Göçerlerin zorlu yaşamı

Göçerlerin zorlu yaşamı -Elazığda, geçim kaynakları olan koyunlarını otlatmak için göçebe hayat süren aileler, çetin kış şartlarında ayakta kalmaya çalışıyor -Çadır brandadan eklenti yapılan eski bir evde yaşayan ailenin 3 çocu
ELAZIĞ (A.A) - İsmail Şen - Elazığda geçim kaynakları olan koyunlarını otlatmak için göçebe hayat süren ve çadırlarda konaklayan aileler, çetin kış şartlarında ayakta kalmaya çalışıyor.
     Hayvancılıkla uğraşan aileler, yaz mevsiminde daha verimli otlak bulabilmek için çıktıkları Erzurum yaylalarından, havaların soğumasıyla Baskil ilçesi yakınlarındaki meralara döndü. Üç erkek kardeş, Şahaplı köyü kırsalında merada brandadan hazırladıkları çadırlarda kalırken, 3ü çocuk 8 kişilik bir aile de, ilçe merkezi kırsalında kiraladıkları merada, brandadan eklenti yapılan harabe haldeki eski bir evde yaşıyor.
     Çetin kış şartları ve soğuk hava aileleri zorluyor. Erkenden kalkan göçerler, hayvanları yemleyip meralara çıkıyor, akşam üstü geri dönüyor. Hayvanlar meradayken kadınlar günlük ev işlerinin yanı sıra, ağılları temizliyor, hayvanların su ve yemlerini hazırlıyor.

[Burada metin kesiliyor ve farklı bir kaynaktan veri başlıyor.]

PR #3599, opened 2026-07-15
chore: Update litellm dependency version in pyproject.toml

julian-risch:
### Related Issues

There is a security advisory regarding litellm pypi package < 1.84.0 https://github.com/advisories/GHSA-4xpc-pv4p-pm3w

SDK usage and thus usage of our Haystack integration is unaffected. Only proxy deployments must patch. Our integration's constraint is litellm>=1.60.0,<2.0 right now, which allows users to upgrade. Most users won't need to. No need for further action on our side.

### Proposed Changes:

- Tighten the litellm dependency constraint so that unpatched versions are excluded

### Checklist

### DIFF
--- a/integrations/litellm/pyproject.toml
+++ b/integrations/litellm/pyproject.toml
@@ -22,7 +22,6 @@ classifiers = [
   "Programming Language :: Python :: 3.14",
   "Programming Language :: Python :: Implementation :: CPython",
 ]
-# litellm 1.82.7 and 1.82.8 were malicious releases and are excluded.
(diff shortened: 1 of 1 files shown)


integrations/litellm/pyproject.toml
```diff
@@ -23,7 +23,7 @@ classifiers = [
   "Programming Language :: Python :: Implementation :: CPython",
 ]
 # litellm 1.82.7 and 1.82.8 were malicious releases and are excluded.
```
anakin87: can we also remove or update this comment?

anakin87 (approved):

PR #77, opened 2015-05-27
Corrected DMA destination size on Teensy LC's destinationCircular met…

kbob:
I think you meant to set the DMA destination size to match the word size.


pedvide:
I've found this bug too, the DMA_DCR_DSIZE(x) in destinationCircular should be the same as in destinationBuffer.

PR #82, opened 2015-06-24
Update begin() - wait for availability

FrankBoesing:
New users often have problems with printing values in setup().
This does not work, because the teensy is too fast, and prints before the usb-connection is ready.
This fix mimics "While (!Serial);" with a additional timeout.

Example: https://forum.pjrc.com/threads/28992-arduino-compatibility-writing-to-serial-monitor-from-setup-does-not-work


FrankBoesing:
..closing old pull-reqs don't worry.

PR #83, opened 2015-06-25
Remove functions already defined in the standard library

GrayShade:
Perhaps I'm supposed to do something else, but with `arm-none-eabi-newlib` I get errors because `utoa` and `itoa` are already defined in `stdlib.h`. This is similar to commit 7d3da62a4817ad5e4d96e4271642d3b294ce0e94.

### DIFF
--- a/teensy3/avr_functions.h
+++ b/teensy3/avr_functions.h
@@ -94,10 +94,14 @@ static inline void eeprom_update_block(const void *buf, void *addr, uint32_t len
 
 char * ultoa(unsigned long val, char *buf, int radix);
 char * ltoa(long val, char *buf, int radix);
+
+#if defined(_NEWLIB_VERSION) && (__NEWLIB__ < 2 || __NEWLIB__ == 2 && __NEWLIB_MINOR__ < 2)
 static inline char * utoa(unsigned int val, char *buf, int radix) __attribute__((always_inline, unused));
 static inline char * utoa(unsigned int val, char *buf, int radix) { return ultoa(val, buf, radix); }
 static inline char * itoa(int val, char *buf, int radix) __attribute__((always_inline, unused));
 static inline char * itoa(int val, char *buf, int radix) { return ltoa(val, buf, radix); }
+#endif
+
 char * dtostrf(float val, int width, unsigned int precision, char *buf);
 
 


PaulStoffregen:
Earlier versions of newlib do not define these.

Any chance you could look into which version added then, and surround this with some sort of #ifdef check for the proper version.

I can't merge this pull request as-is, because it will break compatibility with the version we're still using in Teensyduino.

GrayShade:
I see what you mean. I added a guard, but I didn't test this with Teensyduino.

FrankBoesing:
There is also a bunch of functions for random():
https://sourceware.org/newlib/libc.html#rand

GrayShade:
But that's just a different thing -- and replacing `random()` with `rand()` might lead to trouble for applications that expect the same sequence of values.

The problem with `itoa()` was that the compiler saw a normal function redefined as static and gave an error.

FrankBoesing:
Yes i know. Just noticed that and thought it could be mentioned. There may be potential for optimization.

GrayShade:
I agree, there might still be some low-hanging fruit for size optimization. At some point I noticed that some components take a bit of space in the binary even when they're not in use. Besides the recently-discussed `HWSerial`, the interval timer, tone generator and audio stream classes caught my eye, but I can't recall if the overhead was considerable (it probably wasn't).

And since I'm going off-topic, another avenue which might be worth exploring is `-flto`, which does help (again, I don't have numbers), but is tricky to use. There might have been a better way, but when playing with it I ended up sprinkling `noinline` annotations to prevent stuff from being inlined in the startup section of the binary.

FrankBoesing:
Yes, i played with -flto too, i even tried to compile newlib with -flto but at some point i got errors and i turned to other things .

Last observation for today :-) : with -o3, the resethandler becomes too large with gcc embedded 4.9-2015-q2-update . 

__attribute__ ((section(".startup"),optimize("Os")))
void ResetHandler(void)

is enough - But one can argue if optimize("Os") is the best way. Perhaps that would be a topic for the forum.

Trass3r:
This won't work if you use -std=c++11 instead of -std=gnu+11 as it should be.
See #104.

FrankBoesing:
Arduino uses -std=gnu+11, so switching to -std=c++11 means to to introduce incompatibilities
See platform.txt for AVR

Trass3r:
Doesn't stop anyone from using -std=c++11.

PR #89, opened 2015-10-28
Fix for dtostrf on floats under zero

Defragster:
Per forum
https://forum.pjrc.com/threads/1227-Teensy3-alternative-for-dtostrf()?p=86671&viewfull=1#post86671


Defragster:
AWESOME - glad to help!

PR #92, opened 2015-10-31
Master

Defragster:
Prior course fix of 'e' adjustment resulted in extra pad bytes and final digit round errors. Dozens removed as tested.

In low displayable precision some few remain, only where there was a total failure in pre-existing 1.25 code. as my test app indicated

The fcvt() call perhaps rounding on wrong last digit as used. And where width and precision are similar.


Defragster:
This post for reference shows test results and testing sketch.  Prior posts have info as it was found.
https://forum.pjrc.com/threads/1227-Teensy3-alternative-for-dtostrf()?p=86873&viewfull=1#post86873

Defragster:
ping here too.  This pull updates some of the pre-existing bad cases that were not right. This makes many better with padding and skipped digit errors.  It is not perfect at fixing the fight over precision and width and the string provided from fcvt() that rounds the last digit differently than sprint(), but my tests didn't see any remaining issues that were not there before my changes - per the forum posts.  This includes calls with negative width which rarely worked before and seems unaffected by my changes.

Defragster:
This got done

PR #105, opened 2016-01-03
bug fix, USB system, enable irq only if it was enabled

dfries:
I have a program that's receiving data over USB serial and consuming that data as timers expire (two interrupt routines).  I'm having data corruption, hangs, and other odd problems.  I disabled interrupts in my routines, but I'm calling the usb_serial routines and they unconditionally enable interrupts.  Here are corrected versions of the usb routines that will only enable interrupts if interrupts were previously enabled.  This fixed the problems I was seeing.


dfries:
updated and submitted pull request #361

PR #109, opened 2016-01-16
add optimized memset

FrankBoesing:
tremendous speedup!


FrankBoesing:
Test:

void setup() {
  // put your setup code here, to run once:
  delay(1000);
  Serial.println("Hi!");
  delay(100);
  int m = micros();
  for (int i=0; i< 100; i++)
  memset(mm,0,sizeof(mm));
  m = micros()-m;
  Serial.println(m);
}

void loop() {
  // put your main code here, to run repeatedly:

}

execute this, then apply the patch, restart arduino and execute it again...

PaulStoffregen:
Hmm... running this on Teensy 3.2, I get 1637 us with this new memset().

Without it, I'm getting 1254 us.  Did I do something wrong?

FrankBoesing:
oh.
you're right for "optimized" - maybe i've done something wrong. :-(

     Göçerlerden Sıddık Kuş, AA muhabirine yaptığı açıklamada, besiciliği bir hayat tarzı olarak benimsediklerini, bu mesleğin kendilerine atalarından kaldığını söyledi.
     Keban Barajı yapılmadan önce kış mevsiminde kendi köylerinde kaldıklarını ancak barajla verimli otlaklarının su altında kalmasıyla kış aylarında Elazığ veya çevre illerde farklı bölgelerde kaldıklarını anlatan Kuş, köylerine hasret, kışlak ve yaylaklar arasında gelip gittiklerini belirtti.

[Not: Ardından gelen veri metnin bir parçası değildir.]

PR #118, opened 2016-03-21
add function eeprom_size()

FrankBoesing:
Useful to know the size !
(And would be very useful to have this  for "TeensyTransfer" )

Would it be possible to add this to 1.28 ??

### DIFF
--- a/teensy3/avr_functions.h
+++ b/teensy3/avr_functions.h
@@ -38,6 +38,7 @@ extern "C" {
 #endif
 
 void eeprom_initialize(void);
+uint32_t eeprom_size(void) __attribute__((const));
 uint8_t eeprom_read_byte(const uint8_t *addr) __attribute__ ((pure));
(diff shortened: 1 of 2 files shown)


PaulStoffregen:
Can you use E2END?

These functions are meant to emulate the avr-libc functions.  On AVR, the standard way to detect the size is E2END defined by avr/eeprom.h.  Teensy supports this way.

FrankBoesing:
E2END does not reflect the real size (it can be smaller than 2KB on T3), so thats the second best solution :)



But i could use it. It's on you.

Or, can we rename that function? If the name is the problem ?

PaulStoffregen:
Oh, I should change things so E2END always shows the actual size.

I'm reluctant to expand the AVR emulation layer with functions which do not exist on real AVR.  I agree eeprom_size() is nice looking.  But long-term I want to avoid confusion as people use and share code both Teensy and Arduino.

Please use E2END.

FrankBoesing:
Ok, thanks :)

PR #125, opened 2016-04-24
Allow the teensy3 library to be used with strict C++11 conformance.

mkende:
The wiring.h file uses the "typeof" construct which is a GNU extension to the language. Under C++11 this is superseeded by the "decltype" keyword.
This change declare "typeof" to be "decltype" whenever the code is compiled with a strict C++11 compiler.


PaulStoffregen:
Looks good

PR #126, opened 2016-04-25
Master

universpharmacie:
Reduce the number of divisions in the micros() function to optimize the
code for KINETISK

### DIFF
--- a/teensy3/pins_teensy.c
+++ b/teensy3/pins_teensy.c
@@ -1086,7 +1086,7 @@ volatile uint32_t systick_millis_count = 0;
 
 uint32_t micros(void)
 {
-	uint32_t count, current, istatus;
+	uint32_t count, current, istatus, reload;
 
 	__disable_irq();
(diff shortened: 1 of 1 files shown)


universpharmacie:
Dear Paul,

while looking through pins_teensy.c, I found that the micros() code could be optimized by using the systick reload value which reduces the number of divisions of F_CPU and makes the code quicker to execute. Tested with Teensy 3.2, code for LC (#ifdef KINETISL) is unchanged.

PaulStoffregen:
Is this really more efficient?

The divisions you're eliminating should be compile-time constants.  The compiler computes then and puts the answer into the code, rather than spending real instructions to do the work at runtime.

universpharmacie:
You are right, comparing the run time for a loop with 10,000 executions of the old and new functions did not show a noticeable difference. Initially, I had in mind that a division could need up to 12 CPU cycles, thus my "wrong" idea about optimizing. Sorry for having wasted your time.

PR #129, opened 2016-05-22
Teensy 2 - Serial1.write() - maybe bypass queue

KurtE:
Add same speedup from Arduino core, that on Serial1.write, check to see
if output queue is empty and data register empty, if so simply stuff the
character out in the output queue, without needing to use interrupt to
start transmission.  Helps speed up fast IO like 1MBS

Also, changed how UCSR1B is updated, to be like Arduino.  In particular
it turns on and off specific bit(s) instead of complete set of register.
Needed if you wish to emulate half duplex with this uart.

### DIFF
--- a/teensy/HardwareSerial.cpp
+++ b/teensy/HardwareSerial.cpp
@@ -146,6 +146,7 @@ void HardwareSerial::write(uint8_t c)
 #endif
 {
 	uint8_t i;
+	uint8_t status;
 
 	if (!(UCSR1B & (1<<TXEN1))) {
 #if ARDUINO >= 100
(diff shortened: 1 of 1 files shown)


PaulStoffregen:
Does this create a race conduction, between writing to the hardware register and setting the "transmitting" flag?

KurtE:
Maybe - Not likely from direct we output this byte and it completes before we set transmitting, but maybe if some other interrupt happens between these two instructions, which gets serviced and by the time it finishes, the character has been output. 

I now put it in a save status register, cli, ... restore status register block and again tested it with my USB2AX like sketch still appears to work and at a high speed...

PaulStoffregen:
ok, looks good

     Göçebe hayat şartlarının çok zor olmasına rağmen tek geçim kaynakları olan bu işi yürütmek durumunda kaldıklarını belirten Kuş, Babamdan bu hayatı gördüm, bu mesleği gördüm ve devam ettiriyorum. Başka yapabileceğimiz bir işimiz yok. Yazın biz sürekli Erzuruma gideriz. Haziranda gider, kışın döneriz. Keban Barajı kurulduktan sonra köyümüzde hayvanlar için elverişli bir mera kalmadı ve biz bundan dolayı da kışın da farklı yerlerde artık yer kiralayarak göçebelik hayatımıza devam etmeye başladık diye konuştu.
     Sıddık Kuş, ilçelerinde hayvancılık için daha elverişli meraların kiraya verilmeyerek boş bırakıldığını, ayrıca mera alanlarının çok daraltılması nedeniyle zorluklar yaşadıklarını bildirdi.

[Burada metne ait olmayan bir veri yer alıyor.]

PR #130, opened 2016-05-25
Teensy2 digitalwritefast

KurtE:
For Teensy2...

Add digitalWriteFast, which is a copy of digitalWrite when using built-in const pins else it calls off to digitalWrite.

Add digitalReadFast which simply calls digalRead.

### DIFF
--- a/keywords.txt
+++ b/keywords.txt
@@ -390,6 +390,3 @@ update	KEYWORD2
 isEnabled	KEYWORD2
 getFrameCount	KEYWORD2
 XPlaneRef	KEYWORD2
-
-# USB Touchscreen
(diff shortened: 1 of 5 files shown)


PaulStoffregen:
This undoes other recent commits.  I'll manually merge it later today....

KurtE:
Sounds good, most be some changes on your side as I believe I am up to sync with what is checked in.

KurtE:
FYI - I think it picked up more semi- changes due to me syncing up to your changes. 
Only 1 changed file (teensy/core_pins.h)

PaulStoffregen:
manually merged.

Thanks!  :)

     Göçer hayatın zor olduğunu vurgulayan Kuş, eğitime devam edebilmeleri için çocuklarını Elazığdaki köylerinde bıraktığını sözlerine ekledi.
    
     -Çocuklar, günde 4 kez 3-4 kilometrelik yolu yürüyor-
    
     Sıddık Kuş, çadır brandadan eklenti yapılan eski bir evde yaşayan yakınları Özdemir ailesinin 3 çocuğunun, zorlu koşullara rağmen eğitimlerine devam ettiğini dile getirerek, şunları aktardı:
     8 kişi biz bir çadır altında yaşıyoruz. Yememiz, içmemiz, yatmamız bir çadır altında geçiyor. Bizim sürekli göç olduğundan dolayı öğrencilerimizin kaydını zamanında yapamıyoruz ve yapmadığımızdan dolayı da öğrencilerimize servis verilmiyor. Öğrencilerimiz günde 4 kez, 3-4 kilometre yol yürüyüp okullarına gidip, geliyorlar. Öğlen araları yemek verilmiyor, verilmediğinden dolayı öğlenleri tekrar öğrencilerimiz evde gelip yiyip, o 3-4 kilometre yolu yürüyüp gelip gidiyorlar. Hem servis konusunda hem yemek konusunda devletin bizlere yardımcı olmasını istiyoruz. Öğrencilerimiz o kadar yorulmasın, o kadar mesafeyi yürürken gidip gelirken öğrencilerimiz ders çalışsa daha başarılı olur.